County building in Bristol, England

The Premier Inn Bristol City Centre (Haymarket) Hotel, formerly known as Avon House when occupied by Avon County Council, was an 18-storey building, one of the tallest structures in central Bristol, England. It was situated adjacent to The Bearpit roundabout.

==History==
The building formed part of an initiative in the 1960s by Bristol City Council to redevelop the St. James Barton area which had been badly damaged by bombing during the Bristol Blitz of the Second World War and had remained semi derelict since the end of the war.
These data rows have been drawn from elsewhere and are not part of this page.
PR #388, opened 2017-02-15
Make hubs use a monotonic clock by default

malor:
Note, that this is essentially a simplified version of https://github.com/eventlet/eventlet/pull/303 . The idea here is to make eventlet do "the right thing" by default in the expense of adding a new dependency on monotonic.

### DIFF
--- a/eventlet/hubs/epolls.py
+++ b/eventlet/hubs/epolls.py
@@ -1,7 +1,6 @@
 import errno
 from eventlet.support import get_errno
 from eventlet import patcher
-time = patcher.original('time')
 select = patcher.original("select")
 if hasattr(select, 'epoll'):
     epoll = select.epoll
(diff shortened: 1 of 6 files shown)


temoto:
Thanks for bringing this up.

I agree on library choice, let's give people still using Python2.7 another stir in right direction, namely ctypes overhead on every clock read! :-)

Please, have a look at this commit 4c578c8a0cb85a75c22265b69d6fa72523bf84d7 it's mostly the same code with few modifications, like fewer monotonic imports. If you want to keep yourself as commit author that can be arranged.

Since it's just a pure python library there's no need in external dependency, we can just bundle it like six. And your test does not perform a useful check, so removed. Frankly, I have no idea how to construct a test simulating non-monotonic time.

malor:
Thanks, Sergey! No problem - it works for me as is as long as it's in eventlet master ;)

On the test case... Agreed. We'd probably need a functional test that would adjust the system time, but it'd be very intrusive.

temoto:
It's merged into master f92b49f77e073dad40a71858ef9149b543e07d67 and will be released on PyPI soon.

I think libfaketime may work https://github.com/wolfcw/libfaketime it seems to have "eidt rc file API" for on fly changes. Have not ever tried it.

PR #391, opened 2017-02-17
be explicit about expecting bytes from sock.recv

mattbennett:
On Python3, calling`eventlet.support.greendns._net_read` will raise "TypeError: Can't convert 'bytes' object to str implicitly".

This happens when resolution is requested over TCP, or if resolution falls back to TCP when the UDP response is truncated (which is how we found it).

The bug was fixed in dnspython [here](https://github.com/rthalley/dnspython/pull/159).

### DIFF
--- a/eventlet/support/greendns.py
+++ b/eventlet/support/greendns.py
@@ -597,13 +597,13 @@ def getnameinfo(sockaddr, flags):
 
 
 def _net_read(sock, count, expiration):
-    """coro friendly replacement for dns.query._net_write
+    """coro friendly replacement for dns.query._net_read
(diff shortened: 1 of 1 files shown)


temoto:
Thanks, I want to have a test case on this.
If there's no test in reasonable time, LGTM from me, I'll merge or Jakub also has access.

gugu:
@temoto can you please merge it? There is no response from anyone, and greendns is buggy in python 3

temoto:
Привет, Андрей. 👍 

Fix is merged in master fa87d413751740c2c4b0b881623dc984c640b565

gugu:
Спасибо!

Issue #409, opened 2017-05-09
Patching existing locks causes RLocks being acquired by different threads


tianquan23:
For Python 2, patching existing locks replaces RLock._RLock__owner with currentthread ID no matter the old lock is locked or not and thus an unlocked RLock would have a non None owner (e.g. <_RLock owner=140106584489808 count=0>).
Then if we acquire the RLock in the same thread, the method RLock.acquire would not invoke the _RLock__block.acquire() since it treats this is a recursive acquire by checking current thread ID. And then the following RLock.release would invoke the _RLock__block.release method resulting in the counter of Semaphore being improved to 2. Thus, the RLock could be acquired by two dirrerent threads.

 ## How to reproduce:
### Code
```
import eventlet
from eventlet import greenpool
import threading

lock = threading.RLock()
eventlet.monkey_patch()

def task(a):
    with lock:
        print "[%s] Acquired lock" % a
        eventlet.sleep(1)
        print "[%s] Releasing lock" % a

# This will improve lock._RLock__block.couter to 2
lock.acquire()
lock.release()
print 'lock._RLock__block: %s' % lock._RLock__block

pool = greenpool.GreenPool()
pool.spawn(task, 'a')
pool.spawn(task, 'b')
pool.waitall()
```
### Output
```
lock._RLock__block: <Semaphore c=2 _w[0]>
[a] Acquired lock
[b] Acquired lock
[a] Releasing lock
Traceback (most recent call last):
  File "/usr/local/lib/python2.7/dist-packages/eventlet/hubs/hub.py", line 457, in fire_timers
    timer()
  File "/usr/local/lib/python2.7/dist-packages/eventlet/hubs/timer.py", line 58, in __call__
    cb(*args, **kw)
  File "/usr/local/lib/python2.7/dist-packages/eventlet/greenthread.py", line 214, in main
    result = function(*args, **kwargs)
  File "test-lock2.py", line 12, in task
    print "[%s] Releasing lock" % a
  File "/usr/lib/python2.7/threading.py", line 216, in __exit__
    self.release()
  File "/usr/lib/python2.7/threading.py", line 204, in release
    raise RuntimeError("cannot release un-acquired lock")
RuntimeError: cannot release un-acquired lock
[b] Releasing lock
```

temoto:
Fix was merged in master f72cc96a70f9e9d23fc6e00d994263829b672be0

Thank you. Have a great time.

PR #410, opened 2017-05-09
patcher: set locked RLocks' owner only when patching existing locks

tianquan23:
For Python 2, patching existing locks replaces RLock._RLock__owner with current
thread ID no matter the old lock is locked or not and thus an unlocked RLock
would have a non None owner (e.g. <_RLock owner=140106584489808 count=0>).
Then if we acquire the RLock in the same thread, the method RLock.acquire would
not invoke the _RLock__block.acquire() since it treats this is a recursive
acquire by checking current thread ID. And then the following RLock.release
would invoke the _RLock__block.release method resulting in the counter of
Semaphore being improved to 2.

There should be only two states being expected for RLock:
1. owner != None and count > 0
2. owner == None and count == 0

This patch fixs it by only setting locked RLocks' owner during patching.

#409

### DIFF
--- a/eventlet/patcher.py
+++ b/eventlet/patcher.py
@@ -358,7 +358,7 @@ def _fix_py2_rlock(rlock, tid):
     rlock._RLock__block = new
     if old.locked():
         new.acquire()
-    rlock._RLock__owner = tid
+        rlock._RLock__owner = tid
 
 
 def _fix_py3_rlock(old):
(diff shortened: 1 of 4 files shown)


temoto:
Thank you.

New test is skipped on CPython 2.7.10. Do you know what versions of Python would actually run this test?

tianquan23:
Sorry, I made a mistake. I was supposed to skip the test when there is _thread.RLock on Python 3, since _thread.RLock() wouldn't be tracked by gc, resulting in _green_existing_locks not working. I was wondering if existing RLocks would really be green on Python 3. However, I thought it might be unrelated to this patch, maybe have another patch addressing the issue.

Planning permission was given for a tall building in the international style in 1967 and the construction work took place between 1969 and 1972. The design involved an 18-storey building (a two-storey podium with shops, a church hall and a public house together with a 16-storey tower), which was 60 metre high, on the corner of Marlborough Street and the Haymarket at the Bearpit Roundabout; the original access was through a doorway on the ground floor of the Haymarket elevation: the tower was 16 bays across on the Haymarket elevation and five bays across on the Bearpit Roundabout elevation. The visual impact of the scheme was criticised by English Heritage who said that "it was bulk rather than height that damaged the skyline."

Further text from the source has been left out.